Materials provided:
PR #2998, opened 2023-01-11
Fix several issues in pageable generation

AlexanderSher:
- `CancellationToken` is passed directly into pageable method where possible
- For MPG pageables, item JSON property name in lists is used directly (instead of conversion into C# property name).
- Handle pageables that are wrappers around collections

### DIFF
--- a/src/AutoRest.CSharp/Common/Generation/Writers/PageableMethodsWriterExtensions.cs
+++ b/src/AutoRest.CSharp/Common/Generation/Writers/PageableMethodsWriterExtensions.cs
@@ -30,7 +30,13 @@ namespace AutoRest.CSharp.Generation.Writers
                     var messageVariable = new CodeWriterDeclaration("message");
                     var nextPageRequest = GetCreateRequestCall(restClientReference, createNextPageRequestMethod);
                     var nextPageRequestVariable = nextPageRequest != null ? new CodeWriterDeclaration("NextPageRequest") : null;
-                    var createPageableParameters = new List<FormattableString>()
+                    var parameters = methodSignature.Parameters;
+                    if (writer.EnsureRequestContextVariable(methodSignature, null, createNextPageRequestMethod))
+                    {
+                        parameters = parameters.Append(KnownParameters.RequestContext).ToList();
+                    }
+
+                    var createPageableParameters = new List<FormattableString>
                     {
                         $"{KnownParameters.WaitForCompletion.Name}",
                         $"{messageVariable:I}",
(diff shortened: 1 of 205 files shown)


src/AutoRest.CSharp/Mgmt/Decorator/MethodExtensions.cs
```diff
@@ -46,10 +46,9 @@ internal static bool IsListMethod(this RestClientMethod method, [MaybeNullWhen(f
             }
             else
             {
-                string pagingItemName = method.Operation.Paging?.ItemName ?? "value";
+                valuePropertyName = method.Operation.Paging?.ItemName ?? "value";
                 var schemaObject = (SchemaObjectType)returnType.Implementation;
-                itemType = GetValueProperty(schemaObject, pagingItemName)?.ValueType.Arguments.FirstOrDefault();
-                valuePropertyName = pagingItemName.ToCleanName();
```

What you are asked to do: For the listing above, state the number of lines that contain the word "KnownParameters" and nothing more.

Response to the task: 2